Compiles Carmi files (xxx.carmi.js
) automatically using Babel. It reserves the external modules, required by require
,
in order to help bundlers (like webpack) understand dependencies across Carmi models (and to help them watch the files).
// @carmi
const { root } = require("carmi");
const { second } = require("./anotherModel.carmi.js");
module.exports = { first: root.get(0), second };
turns to:
require("carmi");
require("./anotherModel.camri.js");
module.exports = CARMI_COMPILATION_RESULT;
Add this plugin to your .babelrc
:
{
... babel conf ...,
"plugins": ["carmi/babel"]
}
Now you're set! 💰
Compiles Carmi files on the fly with a fly webpack loader.

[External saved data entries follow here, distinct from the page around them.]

PR #88, opened 2023-01-15
get sdist requires from egg-info

Avasam:
CC @AlexWaygood This was the idea I mentioned.

When the requirements can't be found in `requires_dist`, fallback to searching in *.egg-info. All without executing any arbitrary code.

I move the `f"Expected dependency {req} to be present in the allowlist"` error higher so it can fail earlier and leave the network requests last.

It's my first time playing around with downloading and manipulating archives in python. Let me know what I can do better here.

I tested the idea with `pycocotools` (best case scenario) `click-default-group` (on my windows machine with 7zip there's an extra folder between the gz and tar, still worked), `numpy` (no *.egg-info folder), `mypy` (has empty lines and [extras]) and `pywin32` (no Source Distribution)


Avasam:
Tests found at least one case where this errors out. I'll look into it.

stub_uploader/metadata.py
```diff
@@ -190,30 +235,27 @@ def verify_external_req(
...
+    if req.name in [
         Requirement(r).name for r in (data["info"].get("requires_dist") or [])
     ]:
-        raise InvalidRequires(
-            f"Expected dependency {req} to be listed in {upstream_distribution}'s requires_dist"
-        )
+        return  # Ok!
 
-    if req.name not in EXTERNAL_REQ_ALLOWLIST and not _unsafe_ignore_allowlist:
+    if req_canonical_name not in get_sdist_requires_canonical(data["urls"][-1], req):
```
Avasam, line 255: > `data["urls"][-1]`

Two assumptions here:
1. The Source Distribution is always last, Built Distributions (wheels) will come first
2. If there's no Source Distribution (like `pywin32`, this will incidentally take a wheel. But if wheels are available we shouldn't get here in the first place.

I think it's worth checking for `python_version == "source"` to be more rigorous.

Avasam:
Should I delete the files afterward or does it not matter as code meant for the CI?

stub_uploader/metadata.py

Add this to your webpack configurations:
module: {
rules: [
{
test: /\.carmi\.js$/,
exclude: /(node_modules|bower_components)/,
use: {
loader: 'carmi/loader',
options: {
// Carmi options...
}
}
}
]
}
debug
: Add debug function to the generated code.
type-check
: Add static type checking to the generated code.
no-cache
: Cache will be ignored. (It could noticeably affect the build time)
cache-scenario
(mtime
(default) | git-hash
): Specify which cache scenario you want to use. Each of scenario is collection all dependencies of the entry file and checking if at least one of it was updated. Then cache will be ignored and carmi will compile file from the scratch. The difference is how carmi checks which dependency was updated. mtime option will check last modified date of the file. But it won't work for cases when you are going to git clone
project before each build since git doesn't contain a created/modified file metadata. For this cases git-hash option could be useful. It collects state based on git hash of each dependency and invalidate file if some of hash was updated (usually it happens after each git tree modification.) (Will be ignored if no-cache option is enabled)
ast
: Add AST to the output for debug purposes.
Then you can just require('./model.carmi.js')
like a boss
const modelBuilder = require("carmi/loader!./model.carmi.js");
// modelBuilder is the carmi builder function!